─── Data ───

PR #136, opened 2021-01-04
maintenance

jdroenner:


build.rs
```diff
@@ -1,13 +1,19 @@
...
+    unsafe {
         let res_ptr = gdal_sys::GDALVersionInfo(c_key.as_ptr());
         let c_res = std::ffi::CStr::from_ptr(res_ptr);
         c_res.to_string_lossy().into_owned()
-    };
-    version_string
+    }
 }
 
 fn main() {
```
michaelkirk, line 19: Stubbing the gdal implementation like this could work.

Alternatively would it be simpler to instead short-circuit the entire build script like in gdal-sys?

jdroenner: i'm happy if this works. Parsing the version number is all the build script does so i guess this is more or less the short-circuit :see_no_evil:

michaelkirk: well then, excellent!

PR #234, opened 2021-11-22
upgrade ci

geohardtke:
CI should now build and test against gdal 3.0, 3.1, 3.2, 3.3 and 3.4

Unfortunately some tests are now failing. Any idea?


geohardtke:
Some more work is needed here, but I don't have time right now. Will come back here later

geohardtke:
in gdal 3.2 and gdal 3.3; test_sql_with_dialect is broken. 

```
test vector::vector_tests::tests::test_features_aliasing_compile_fail ... ok

failures:

---- vector::vector_tests::sql::test_sql_with_dialect stdout ----
thread 'vector::vector_tests::sql::test_sql_with_dialect' panicked at 'called `Result::unwrap()` on an `Err` value: CplError { class: 3, number: 1, msg: "In ExecuteSQL(): sqlite3_prepare_v2(SELECT * FROM roads WHERE highway = 'pedestrian' and NumPoints(GEOMETRY) = 3):\n  no such function: NumPoints" }', src/vector/vector_tests/sql.rs:82:10


failures:
    vector::vector_tests::sql::test_sql_with_dialect
 ```

then in gdal 3.4 a second test breaks; auto_identify : 

```
---- spatial_ref::tests::auto_identify stdout ----
thread 'spatial_ref::tests::auto_identify' panicked at 'called `Result::unwrap()` on an `Err` value: OgrError { err: 7, method_name: "OSRAutoIdentifyEPSG" }', src/spatial_ref/tests.rs:207:38
```

Which shows why it is a good idea to test against as many versions as posible.

**Comment by geohardtke** [comment]
Ok. so the problem with one of the function was probably a driver not available on the minimal ubuntu base, swapping to the full image solved the problem.

**Comment by jdroenner** [comment]
great work! 
i guess the failure in 3.4 is caused by Proj not accepting the SRS identification we have in that test.

**Comment by geohardtke** [comment]
> Proj not accepting the SRS

Any idea how to fix it? I'm not very familiar with that side of the API.

**Comment by michaelkirk** [comment]
I was able to get the test to pass with these changes:
https://github.com/geohardtke/gdal/compare/upgrade_ci...michaelkirk:mkirk/upgrade-ci?expand=1

I've never used the WKT SRS format before. Is it possible that it changed with the more recent versions?

**Comment by michaelkirk** [comment]
bors try

**Comment by geohardtke** [comment]
> I was able to get the test to pass with these changes: https://github.com/geohardtke/gdal/compare/upgrade_ci...michaelkirk:mkirk/upgrade-ci?expand=1
> 


Excellent, thanks! We do have all green lights now.

Maybe it would be nice to add a note about this in the release notes when gdal 3.4 bindings are added? Unfortunately I can't  find anything in the release notes upstream to explain the change in behaviour.  I'm not even sure if it is a change in gdal or proj?

**Comment by michaelkirk** [comment]
I don't know either. One data point I have is that I was actually seeing this same error locally with gdal 3.3 and proj 8.2 (on apple aarch64). 

So that might point to it being related to the underlying proj instance... maybe 🤷

**Comment by geohardtke** [comment]
yes, I'm inclined to think that is a change in proj. I just checked and the docker image for gdal 3.4 uses proj 8.2 while the 3.3 version uses 8.0.1. 
So the actual behaviour will depend on the proj version available in the system and not the gdal version. So probably we don't need to add anything to the release notes.

Thanks again!

**Comment by jdroenner** [comment]
thanks! this a huge improvement. I also think think it depends on the proj version.

**Comment by jdroenner** [comment]
bors try

**Comment by jdroenner** [comment]
the ci is not happy with some of the tests :(

**Comment by michaelkirk** [comment]
I was able to get 69b64a4f849e895d91957affe68b7dcc0e145d3c to pass.

There's no visible diff:
https://github.com/georust/gdal/compare/69b64a4f849e895d91957affe68b7dcc0e145d3c...fae64cc39b5760aa6f95112bb186e9d6c2a7896b

Seemingly something in the infrastructure changed around this test of a compiler error (notice the underlined section in the error): https://github.com/georust/gdal/runs/4397358541?check_suite_focus=true#step:10:268
```
let _ = layer.defn();
268
  |                 ^^^^^ immutable borrow occurs here
```
vs:
```
9 |         let _ = layer.defn();
282
  |                 ^^^^^^^^^^^^ immutable borrow occurs here
```

I'm not sure why we're testing a compiler error in the gdal crate, but if we want to keep it maybe it's as simple as updating the expected output.

jdroenner:
maybe we should just remove test if it depends on the compiler version

michaelkirk:
Looks like the test was added in https://github.com/georust/gdal/pull/161

I don't remember that PR at all, but I left some comments in it at the time, so I cannot claim innocence. 😅 

After re-reviewing - I think the idea of the test is:
Semantically these things are mutable references and should be treated as such. So let's mark them as mut and have the rust compiler help us.  But they are not actually mutated in rust, so it would be possible to mark them as immutable. So we have this test as a reminder in case some well meaning persons were to remove the "unnecessary mut".

Is that about right @rmanoka?


I could go either way. It's a quick update to make, and now that I remember why it exists, it seems like a useful test.

jdroenner:
bors try

jdroenner:
we merged #231 . Since this PR also includes the prebuild files i guess there will be a merge conflict. @geohardtke can rebase this PR to master?

lnicola:
bors retry

lnicola:
bors try-

lnicola:
bors try

lnicola:
Looks like `try` worked, but didn't report the status for some reason (misconfigured bors on that branch?). I don't think the bindings are a problem, because they're identical and don't cause a merge conflict. So we can merge this right now.

jdroenner:
great then lets try it

rmanoka:
Yeah, the compile tests were added to check rust semantics are enforced well.   I'm okay with removing them if maintaining it is messy.  We should have decent documentation explaining the semantics anyway.

lnicola:
The reasons I think it would be better to remove that test are:

 - the compiler error messages sometimes change
 - it makes it harder to support multiple compiler versions
 - a subtler issue is that with `cargo check --all-features`, the compile test runs `cargo check` with the default features, causing a rebuild; this takes two minutes on CI

--

Regarding this PR, I'm not sure why bors times out. This branch seems to include the fixes from August.

jdroenner:
bors retry

jdroenner:
bors retry

lnicola:
We might have to merge this manually.

jdroenner:
yes. just thought it should try again :laughing:

jdroenner:
i will rebase and merge it later

jdroenner:
ok now we have a new issue. Thanks clippy -_-

jdroenner:
i think we would have to make the FFI  call in the same  method. we can not use a &mut ref ans pass it to the other method.

jdroenner:
@rmanoka this way it works. Don't know what i like better.

jdroenner:
bors try

rmanoka:
@jdroenner I like your approach; it's a bit of copied code, but safer.  We used `set_len` earlier because this could be part of a hot-loop in many raster reading paradigms.  That said, safety and easier maintenance is more important, so I don't mind either the copied code or the `T::zero()` approach.  There may be a way using `MaybeUninit` as clippy suggests, but it's beyond my understanding.

rmanoka:
Another option, if you would like to not have copied code:  move the common `GDALRasterIOEx` code into a private fn that takes *mut instead of &mut.  Then both the method returning `Buffer` and the `read_into_slice` can call that.

jdroenner:
lets use it like this then

jdroenner:
bors merge

jdroenner:
i guess the CI is just to much for bors

PR #236, opened 2022-01-03
Drop the compile-fail test

lnicola:
There is a single `trybuild` test but it's very fragile because the
error messages tend to change. Since there's no multi-baseline
support in `trybuild`, this makes supporting multiple compiler
versions impossible.

---

CC #231


lnicola:
bors try

PR #237, opened 2022-01-03
adapt try build expected error to new output

jdroenner:
---
it works with current stable beta and nightly on linux


lnicola:
:disappointed:

bors r+

lnicola:
See https://github.com/georust/gdal/runs/4691714467?check_suite_focus=true

This also adds 1 minute and a half or so to the run time of the `--all-features` test because it builds the test without `--all-features`, causing an extra recompile.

───

→ Requirement: From the entries, copy out each line containing the word "against".

→ Solution:
CI should now build and test against gdal 3.0, 3.1, 3.2, 3.3 and 3.4
Which shows why it is a good idea to test against as many versions as posible.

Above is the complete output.